The artist was commissioned a piece for the High Line in New York that was recently inaugurated. Prop is inspired by a sculpture displayed in front of the British pavilion at the 2017 Venice Biennale. Prop is a large block of concrete with two circular holes, mounted onto a rudimentary metallic structure. About prop, Phyllida Barlow writes:

“[…] prop is a reminder of what might remain from an industrial past; it is an ambiguous object— although dependent on a hoarding structure, it cannot be that… the existing hoardings visible along the High Line are vast, supported by industrially fabricated structures; prop is a mere shadow of those contemporary monuments; in comparison to them, prop is a frail copy— […]”

 

Nancy Holt : Holes of Light (1973) and Mirrors of Light I (1974)
Dia:Chelsea, 541 West 22nd Street, New York (United States)
Through March 9th, 2019

Since September, the Dia Foundation is presenting two interior installations by Nancy Holt in her Chelsea space in New York: Holes of Light and Mirrors of Light I – the latter had not been displayed since its first installation in 1974. These two pieces prefigure Sun Tunnels (1976), Nancy Holt’s most famous Land Art installation, located in the Utah desert and purchased by the DIA Foundation at the beginning of 2018. Holt explores the question of perception and point of view, where the spectator stands, the use of the circle as a frame or field of vision and the potential of light as material. Holes of Light – offered by the Holt-Smithson Foundation to DIA at the time Sun Tunnels was purchased – consists for example of a panel with aligned holes; light projects changing shapes onto surrounding walls.

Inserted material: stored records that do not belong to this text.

PR #208, opened 2019-09-01
Support raw public keys (RFC 7520)

bifurcation:
Main components here:

* Definition of the `client_certificate_type` and `server_certificate_type` extensions
* Related negotiation logic
* Generalization of certificate logic in the handshake to support both raw keys and certificates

As most artists of her generation, Nancy Holt was extremely critical of galleries and only rarely created interior installations. They all offer a sensory experience that let spectators gain awareness of their surroundings.

 

Arte Stella
Borgo Valsugana (Italy)

At the end of October, a violent storm destroyed and severely damaged nearly half of the works installed in the Arte Sella sculpture park, located in the Trento Province of Italy, including some that had just been inaugurated in 2018. Among those that were damaged are installations by Michele de Lucchi, Kengo Kuma, Anthony Howe or Dominique Bailly.

Since 1986, this remarkable outdoor art project has produced and presented over 300 works that explore the relationship between humans, art, and nature, and has grown each year with new installations. Nils Udo, Chris Drury, Patrick Dougherty or Michelangelo Pistoletto have collaborated with Arte Sella and created new works there.